Advantages and disadvantages of mapreduce distributed processing framework
Source: Internet
Author: User
KeywordsDistributed processing very pros and cons
In Google data centers there are large numbers of data to be processed, such as a lot of Web pages crawled by web crawlers (WebCrawler). Since many of these data are PB levels, the process has to be as parallel as possible, and Google has introduced the MapReduce distributed processing framework to address this problem.
Technology Overview
MapReduce itself is derived from functional languages, mainly through "map" and "Reduce (simplify)" These two steps to parallel processing large-scale data sets. First, map will first perform the specified action on each element of a logical list of many independent elements, and the original list will not be changed, creating multiple new lists to hold the processing results of the map. Also means that the map operation is highly parallel. When the map is finished, the system then cleans up (Shuffle) and sorts the newly generated lists, and then the newly created lists reduce, which is the appropriate merging of the elements of a list against the key value. The following figure is the operating mechanism of MapReduce:
Next, a mapreduce example will be used to help you understand this: for example, through the search engine crawler (Spider), a massive web page is crawled from the internet to the local distributed file system, The index system will then perform a parallel map processing of the massive web pages stored in the Distributed file system, generating multiple key-value pairs (key-valuemap) for the Url,value HTML page, and then the system will shuffle these newly generated key-value pairs ( Cleanup), the system then uses the reduce operation to merge the key value pairs based on the same key value (that is, the URL).
points
Speaking of the advantages of MapReduce, there are two main aspects: first, through the mapreduce of this distributed processing framework, not only can be used to deal with large-scale data, but also can hide a lot of tedious details, such as automatic parallelization, load balancing and disaster preparedness management, This will greatly simplify the programmer's development work; second, the MapReduce is very scalable, that is to say, each additional server, it will be able to connect almost the computing power into the cluster, and the past most of the distributed processing framework, in terms of scalability and mapreduce far. The biggest disadvantage of MapReduce is that it does not adapt to real-time application requirements, so in Google's latest real-time caffeine search engine, MapReduce's dominant position has been available for real-time processing percolator system, its specific details, will be covered in the next article in this series.
Related Products
In addition to Google's internal use of MapReduce, as well as the Yahoo team led by Lucene's father Dougcutting development, Apache-managed MapReduce Open source version of Hadoop, and once launched, is greatly welcomed by the industry, and derived from HDFs, zookeeper, Hbase, hive and pig and other products.
actual use case
in the actual work environment, mapreduce this distributed processing framework is often used in distributed grep, distributed sorting, Web Access log analysis, reverse indexing, document clustering, machine learning, data analysis, Based on statistical machine translation and the formation of the entire search engine index and other large-scale data processing work, and has been in many domestic well-known internet companies have been greatly applied inside, such as Baidu and Taobao.

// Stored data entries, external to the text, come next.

PR #16100, opened 2022-12-30
Remove temporary files at application startup

nazar-kutz:


OsmAnd/src/net/osmand/plus/settings/backend/backup/FileSettingsItemReader.java
```diff
@@ -44,24 +48,44 @@ public void readFromStream(@NonNull InputStream inputStream, String entryName) t
 		OutputStream output = new FileOutputStream(downloadFile);
 		byte[] buffer = new byte[SettingsHelper.BUFFER];
 		int count;
-		boolean success = false;
+		boolean fileMovedSuccessfully;
 		try {
+			notifyOnFileMoveStarted(downloadFile);
 			while ((count = inputStream.read(buffer)) != -1) {
 				output.write(buffer, 0, count);
 			}
```
alex-osm, line 56: Looks like we do not need copy files through streams in case if `inputStream` is `FileInputStream`.
I suggest to add `File sourceFile` to `readFromStream` and just call `FileUtils.replaceTargetFile`. Thus we will significantly speedup import and remove temp file passed to this method from above.

PR #16115, opened 2023-01-02
Fix backup temp files

alex-osm:


vshcherb:
Do we need it for 4.3 ? Weather issue is already fixed in 4.3

PR #16128, opened 2023-01-03
Check old language codes when checking is language correct

nazar-kutz:


vshcherb:
Alternative fix was made

PR #16217, opened 2023-01-12
Use Runnable lambdas.

Isira-Seneviratne:
Convert `Runnable` anonymous classes to [lambdas](https://www.oracle.com/technical-resources/articles/java/architect-lambdas-part1.html) where possible.


vshcherb:
That's a big refactoring that needs to be tested in Android.

PR #16241, opened 2023-01-14
Fix route chart points drawing in OpenGL

cepprice:


vshcherb:
Does it require updates in documentation for rendering layers?

cepprice:
@vshcherb There is no info about order of route layer turn arrows or chart points in orders table. It should be?

vshcherb:
Yes - it should be here https://docs.osmand.net/docs/technical/algorithms/map-rendering-layers

cepprice:
@vshcherb  https://github.com/osmandapp/web/pull/63

PR #16244, opened 2023-01-14
Android Auto - NavigationInfo panel theming and clear notification

RaceTheMaSe:
Intended improvement:
- Direction panel is themed not so distracting in dark mode
- Notification in AA is cleared after reaching destination or stopping navigation

Setup Phone:
Android 9
Android Auto 8.5.624594
Headunit Reloaded 6.3 RC3 in Self-Mode

Both HUR and AA have DarkMode set where possible and yet the direction panel in the AA screen is using the AA light secondary color, resulting in a distracting blue panel, like in day mode.

This implementation is probably not correct and against some guideline and will perhaps not show correctly on other devices, but it at least points at the things to rework.

Second change is that the notifcation on the bottom in the rail widget was not cleared when navigation is stopped. This change is done by introducing another state variable in NavigationSession and triggering the refresh of notifications. If there is a better way, please correct it. Its not ideal to have so many seperate variables tracking the state.


Zirochkabila:
OsmAnd~ 4.4.0#14208mqta, Released: 2023-02-28
Done

PR #16265, opened 2023-01-17
Measurement units for Vehicle parameters

0xRe1nk0:


vshcherb:
There is a good abstraction which should be extended - https://github.com/osmandapp/OsmAnd/blob/master/OsmAnd/src/net/osmand/plus/settings/bottomsheets/VehicleSizeAssets.java.
It should specify min / max that could override routing.xml, it should specify Units conversion i.e. inches for mi/ft and it should be more specific so it could override generic CAR width to TRUCK width - so it should be a class with that logic that provides UI chips & conversions.

PR #20267, opened 2024-07-09
Display correct arrow direction during navigation

Andrewschenko:
Use track direction to display correct marker bearing during navigation


Jerome-Herbinet:
Thank you very much for fixing this problem, as it was causing me to be unable to use OSMand.

PR #20287, opened 2024-07-11
Android part of iOS Issue 3724 (MM calc online fix)

RZR-UA:


RZR-UA:
https://github.com/osmandapp/OsmAnd-iOS/issues/3724

PR #20289, opened 2024-07-11
Implement AUTO_DETECT_MICROAMPERES (energy stats)

RZR-UA:
https://forum.developer.samsung.com/t/charging-current-battery-property-current-now/13517


RZR-UA:
https://github.com/osmandapp/OsmAnd-Issues/issues/2528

Finally, if you're interested in MapReduce, you can download it and try it on the official Hadoop site.
The content source of this page is from Internet, which doesn't represent Alibaba Cloud's opinion;
products and services mentioned on that page don't have any relationship with Alibaba Cloud. If the
content of the page makes you feel confusing, please write us an email, we will handle the problem
within 5 days after receiving your email.
If you find any instances of plagiarism from the community, please send an email to:
info-contact@alibabacloud.com
and provide relevant evidence. A staff member will contact you within 5 working days.